Этот возмущенный выкрик вызвал откровенную усмешку на лице государя, который поглядывал на Даньку без особого гнева, а даже с некоторым расположением, которое всегда возникает между сверстниками. Ведь Даньке с виду было лет пятнадцать от силы, а императору только через два месяца, 12 октября, должно было исполниться четырнадцать. Он прежде времени повзрослел, оказавшись на троне, а оттого выглядел значительно старше своих лет. Причем люди, хорошо его знавшие, помнили, что так он стал смотреться, едва заговорили о возможном для Петра Алексеевича престолонаследии. Тогда светлейший князь Меншиков взял его под свое крыло, объявил женихом дочери — и Петр наконец сообразил, что он больше не изгнанник в собственном отечестве, а его грядущий властелин.

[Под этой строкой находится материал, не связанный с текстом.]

PR #9921, opened 2025-10-12
Check `positron.assistant.enable` before turning on console Assistant actions

juliasilge:
This is a very minimal fix for https://github.com/posit-dev/positron/issues/9919 that I think would not be risky for the Workbench team to take in their next release.

A longer term, more broad fix for https://github.com/posit-dev/positron/issues/9919 might involve some complex set of configuration watchers in the Assistant `extension.ts` that sort of turn off the `true` defaults if Assistant hasn't been enabled. That would be fairly complex but we could more easily protect ourselves against making this mistake again in the future.

#### New Features

- N/A

#### Bug Fixes

- Fixed the behavior of Assistant’s Console actions when Assistant is not enabled at all.

### QA Notes

If you have a very fresh build of Positron with no state and you have _not_ enabled Positron Assistant, then code that errors (for example, `data[1]` in R) should return an error and traceback but _no_ Fix/Explain decorations.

Он то казался избалованным ребенком, то в чертах его проскальзывала некая ранняя умудренность, порою даже усталость от этой мудрости — этакая брезгливая пресыщенность, какую можно увидеть в лицах пожилых людей, но какой не наживают некоторые старики, прожившие счастливую жизнь. Жизнь юного русского императора никогда нельзя было назвать счастливой, оттого и обрели его черты выражение холодного недоверия ко всем и каждому, оттого и производил он отталкивающее впечатление престарелого юнца.
Вот и сейчас он смотрел на распаленного злостью и горем Даньку так, словно хотел сказать: «С тебя хватит, говоришь? Ты намерен что-то изменить? Но здесь только один человек волен и способен менять судьбы людей. Этот человек — я, а твоя участь — покорно снести все, что предписано моей волей!»
Однако Данька, чье терпение совершенно иссякло, даже не дал себе труда заметить пренебрежительную усмешку императора. Он пошарил вокруг взглядом, и лицо его прояснилось, когда он заметил чуть поодаль прекрасную всадницу в синем платье — Екатерину Долгорукую. Все были так увлечены случившимся, что не обратили внимания на ее появление, а княжну слишком утомило единоборство, с конем, чтобы наброситься на мужчин с упреками за невнимание к своей особе. Все, в чем она пока что смогла выразить снедавшее ее раздражение, — это грубо отпихнуть стремянного, который помог ей сойти с седла, и горничную девушку, пытавшуюся смахнуть пыль с роскошного платья госпожи.